Donald Trump has been sworn in as the 45th US president after taking over from President Barack Obama in a ceremony at the Capitol Hill.
The new president has delivered his inaugural address before leading a parade to the White House.
He has painted a bleak picture of a broken country speaking of abandoned factories, crime and a failed education system as problems of the past, pledging that his presidency would bring about change.
President Trump said on the steps of the Capitol: “This American carnage stops right here and stops right now.”
Thousands of Donald Trump supporters travelled across the country to witness the occasion from the National Mall.
The moment marks the end of an improbable journey for the billionaire after a campaign marked by controversy.
Shortly after the ceremony Donald Trump was seen signing his first official actions as the 45th president.
He sent his Cabinet nominations to the Senate as well as a signed a proclamation for a national day of patriotism, according to Press Secretary Sean Spicer.
Donald Trump also signed into law a waiver allowing retired Marine General James Mattis, his pick for defense secretary, to serve in the post.
In his inaugural address, President Trump promised to be the voice of the “forgotten people”, ignored by Washington politicians.
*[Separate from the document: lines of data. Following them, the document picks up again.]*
PR #495, opened 2019-03-16
magento/graphql-ce#: Add missed rollback

atwixfirster:
Added missed rollback for `Magento/Customer/_files/three_customers.php` fixture

### DIFF
--- a/dev/tests/integration/testsuite/Magento/Customer/_files/three_customers_rollback.php
+++ b/dev/tests/integration/testsuite/Magento/Customer/_files/three_customers_rollback.php
@@ -1,0 +1,43 @@
+<?php
+/**
+ * Copyright © Magento, Inc. All rights reserved.
+ * See COPYING.txt for license details.
+ */
+
+use Magento\Integration\Model\Oauth\Token\RequestThrottler;
+
+$objectManager = \Magento\TestFramework\Helper\Bootstrap::getObjectManager();
+
+/** @var \Magento\Framework\Registry $registry */
+$registry = $objectManager->get(\Magento\Framework\Registry::class);
+$registry->unregister('isSecureArea');
+$registry->register('isSecureArea', true);
+
+$customersToRemove = [
+    'customer@search.example.com',
+    'customer2@search.example.com',
+    'customer3@search.example.com',
+];
+
+/**
+ * @var Magento\Customer\Api\CustomerRepositoryInterface
+ */
+$customerRepository = $objectManager->create(\Magento\Customer\Api\CustomerRepositoryInterface::class);
+/**
+ * @var RequestThrottler $throttler
+ */
+$throttler = \Magento\TestFramework\Helper\Bootstrap::getObjectManager()->create(RequestThrottler::class);
+foreach ($customersToRemove as $customerEmail) {
+    try {
+        $customer = $customerRepository->get($customerEmail);
+        $customerRepository->delete($customer);
+    } catch (\Magento\Framework\Exception\NoSuchEntityException $exception) {
+        // not found
+    }
+
+    /* Unlock account if it was locked for tokens retrieval */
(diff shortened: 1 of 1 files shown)


atwixfirster:
**Issue:** https://github.com/magento/graphql-ce/issues/502

dev/tests/integration/testsuite/Magento/Customer/_files/three_customers_rollback.php
```diff
@@ -0,0 +1,43 @@
+<?php
```
naydav, line 1: Please looks like I do it for `two_customers_rollback.php`

naydav (changes requested):

naydav:
Also, please create the corresponding ticket
All of PRs should be linked with ticket
Thanks

atwixfirster:
> Also, please create the corresponding ticket
> All of PRs should be linked with ticket
> Thanks

@naydav , ticket is already created. 😊   I mentioned it in the comment above. 

*Issue:* https://github.com/magento/graphql-ce/issues/502

Thank you!

dev/tests/integration/testsuite/Magento/Customer/_files/three_customers_rollback.php
atwixfirster: @naydav , I do not like `deleteById` solution here:
```php
$customerRepository->deleteById(2);
```
I will explain why.

If you take a look to `Magento\GraphQl\Quote\Customer\GetAvailablePaymentMethodsTest`::`testGetPaymentMethodsFromAnotherCustomerCart()` you will see that for this test we use the next fixtures:
- Magento/Checkout/_files/quote_with_items_saved.php
- Magento/Customer/_files/three_customers.php

Fixture `quote_with_items_saved.php` uses `Customer/_files/customer.php` which creates a customer with `entity_id = 1` and `email = customer@example.com`.

In this case `three_customers.php` is unable to create `customer@search.example.com` with `entity_id=1` because customer with such entity_id is already exist. 

Please see: https://github.com/magento/graphql-ce/blob/2.3-develop/dev/tests/integration/testsuite/Magento/Customer/_files/three_customers.php

So, that is why I decided to delete customers by email in the fixture rollback.

**My opinion:** we should not set **entity_id** for the customer fixtures. If you agree then this is a stuff for the new ticket.

Please review and provide your suggestions. 

Thank you!

naydav: @atwixfirster 
You can't use 
`Magento/Customer/_files/customers.php`
`Magento/Customer/_files/three_customers.php`
at the same time because both of fixture contains hardcoded `customer_id` thus this fix will not resolve the described problem.

BUT, 
1) We can not change current fixtures due to Backward Compatibility
https://devdocs.magento.com/guides/v2.3/contributor-guide/backward-compatible-development/#magento-functional-and-integration-tests
2) you should not use both of these fixtures at the same time. They are designed for different scenarios.

atwixfirster: Understood , @naydav 👍 

I've made a rollback for changes in the `Magento/Customer/_files/customers.php` and left `Magento/Customer/_files/three_customers.php` only.

Thank you again for the explanations!

atwixfirster: @naydav a quick notice for you.

It's not a good point to use both fixtures for the same test:
- Magento/Customer/_files/customers.php
- Magento/Customer/_files/three_customers.php

However , when we use 
- Magento/Customer/_files/three_customers.php
- Magento/Checkout/_files/quote_with_items_saved.php

then `quote_with_items_saved.php` includes `customers.php`.

Issue #477, opened 2019-03-15
In some cases only data is received even when error or validation message is also expected


TomashKhamlai:
### Preconditions (*)

1.
2.

### Steps to reproduce (*)

1. Execute query:
```graphql
mutation {
  addDownloadableProductsToCart(
    input: {
      cart_id: "wwuiBJ2ZuJmwZcYbNBU7bqeX8Y0JDpql"
      cartItems: {
        data: {
          qty: 1
          sku: "downloadable-product-purchase-separately"
        }
        downloadable_product_links: [
          {
            link_id: 9
          }
          {
            link_id: 10
          }
        ]
      }
    }
  ) {
    cart {
      items {
        id
        qty
      }
    }
  }
}
```
2. Execute query:
```graphql
mutation {
  addDownloadableProductsToCart(
    input: {
      cart_id: "wwuiBJ2ZuJmwZcYbNBU7bqeX8Y0JDpql"
      cartItems: {
        data: {
          qty: 0.5
          sku: "downloadable-product-purchase-separately"
        }
        downloadable_product_links: [
          {
            link_id: 9
          }
          {
            link_id: 10
          }
        ]
      }
    }
  ) {
    cart {
      items {
        id
        qty
      }
    }
  }
}
```

### Expected result (*)

1. Validation with data:
```graphql
{
  "errors": [
    {
      "message": "Could not add the product with SKU downloadable-product-purchase-separately to the shopping cart: The fewest you may purchase is 1.",
      "category": "graphql-input",
      "locations": [
        {
          "line": 2,
          "column": 3
        }
      ],
      "path": [
        "addDownloadableProductsToCart"
      ]
    }
  ],
  "data": {
    "addDownloadableProductsToCart": {
      "cart": {
        "items": [
          {
            "id": "11",
            "qty": 1
          }
        ]
      }
    }
  }
}
```

### Actual result (*)

1. Only data:
```graphql
{
  "data": {
    "addDownloadableProductsToCart": {
      "cart": {
        "items": [
          {
            "id": "11",
            "qty": 1
          }
        ]
      }
    }
  }
}
```

atwixfirster:
**Pull request:** https://github.com/magento/graphql-ce/pull/523

atwixfirster:
@TomashKhamlai , I am not sure if this issue is an error.

In the first your query you added to Cart `1` x `Product A`.

In the second one, you added `0.5` x `Product A` to the same shopping cart. 

[...]

PR #523, opened 2019-03-22
magento/graphql-ce#477: In some cases only data is received even when…

atwixfirster:
**477 - In some cases only data is received even when error or validation message is also expected**

Fix for issue: https://github.com/magento/graphql-ce/issues/477

### DIFF
--- a/app/code/Magento/CatalogInventory/Model/Quote/Item/QuantityValidator/Initializer/StockItem.php
+++ b/app/code/Magento/CatalogInventory/Model/Quote/Item/QuantityValidator/Initializer/StockItem.php
@@ -90,11 +90,13 @@ class StockItem
 
         $stockItem->setProductName($product->getName());
 
+        $addToCartQty = $quoteItem->getQtyToAdd();
+
         $result = $this->stockState->checkQuoteItemQty(
             $product->getId(),
             $qtyForCheck,
             $rowQty,
-            ($quoteItem->getQtyToAdd() ? $quoteItem->getQty() - $quoteItem->getQtyToAdd() : $quoteItem->getQty()),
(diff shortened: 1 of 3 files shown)


app/code/Magento/CatalogInventory/Model/Quote/Item/QuantityValidator/Initializer/StockItem.php
```diff
@@ -92,9 +92,9 @@ public function initialize(
 
         $result = $this->stockState->checkQuoteItemQty(
             $product->getId(),
-            $rowQty,
             $qtyForCheck,
-            $qty,
+            $qty,         
+            (is_object($quoteItem->getStockStateResult()) ? $quoteItem->getStockStateResult()->getOrigQty() : $quoteItem->getQty()),
```
naydav, line 97: @maghamed Could you provide your feedback?
This part looks very strange

atwixfirster: I am not sure that created https://github.com/magento/graphql-ce/issues/477 issue is a real issue.

I described a situation in the issue ticket . However, I can add explanations here:

In the first Tomash query he added to Cart `1` x `Product A`.

In the second one, Tomash added `0.5` x `Product A` to the same shopping cart. 

So, in the background process Tomash added `1.5` x `Product A` into shopping cart because `Product A` with quantity `1` already exists in the cart + a new quantity `0.5`. 

In the result, Tomash added to cart `1.5` x `Product A`. 

`Product A` does not support decimal product qty that is why `1.5` has been converted into `1`.

Thank you!

naydav:
Closed due to https://github.com/magento/graphql-ce/issues/477#issuecomment-486463399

Today, he said, was “the day the people became rulers of this nation again”.
“I will fight for you with every breath left in my body and I will never ever let you down,” said President Trump after Chief Justice John Roberts administered the oath.
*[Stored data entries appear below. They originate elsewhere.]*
Issue #524, opened 2019-03-22
Cannot return null for non-nullable field AvailableShippingMethod.method_code when no shipping methods are available


TomashKhamlai:
### Preconditions (*)

1. Create Customer with US address (default billing and default shipping address)

### Steps to reproduce (*)

1. Navigate to Stores> Settings>Configuration>Sales>Shipping Methods and turn off Flat Rate
2. Enable Free Shipping but go to **Ship to Applicable Countries** and uncheck **Use Default**
3. In **Ship to Specific Countries** set country to United Kingdom only.
4. In **Show Method if Not Applicable** set Yes
5. Get Customer Token
6. Create empty Cart
7. Add simple product to cart
8. Execute query `cart`:
```graphql

query {
  cart(
    cart_id: "mfdHyHY0QgtXW5LeHxfJ0nVCjWjy655n"
  ) {
    available_payment_methods {
      code
      title
    }
    shipping_addresses {
      available_shipping_methods {
        carrier_title
        method_code
      }
    }
    
  }
}
```

### Expected result (*)

```
"available_shipping_methods": [
            {
              "carrier_code": "freeshipping",
              "carrier_title": "Free Shipping",
              "method_code": null,
              "method_title": null,
              "error_message": "This shipping method is not available. To use this shipping method, please contact us.",
              "amount": 0,
              "base_amount": null,
              "price_excl_tax": 0,
              "price_incl_tax": 0,
              "available": false
            }
```

### Actual result (*)

1. Internal Server Error:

“America will start winning again, winning like never before.
“We will bring back our jobs, bring back our borders, bring back our wealth and we will bring back our dreams.”
President Donald Trump and Vice President Mike Pence waved goodbye as the Bidens and Obamas left the Capitol.
Barack and Michelle Obama held hands as they boarded a military helicopter that took them to Joint Base Andrews in Maryland.
Barack Obama delivered remarks to staff and supporters before he and his wife flew to Palm Springs, California, for vacation.
He told a crowd they “proved the power of hope” and that “this isn’t a period, it’s a comma in the continuing story of building America”.
The historic moment drew congratulation messages from dignitaries around the world including Pope Francis, who said he was praying Donald Trump’s decisions would be guided by the “rich spiritual and ethical values” that have shaped America’s history.
Hillary Clinton, who lost to Donald Trump in a dramatic upset in November’s election, attended the ceremony with her husband, former President Bill Clinton.
Former presidents and first ladies, including George W. Bush and his wife Laura as well as Jimmy Carter, were in attendance.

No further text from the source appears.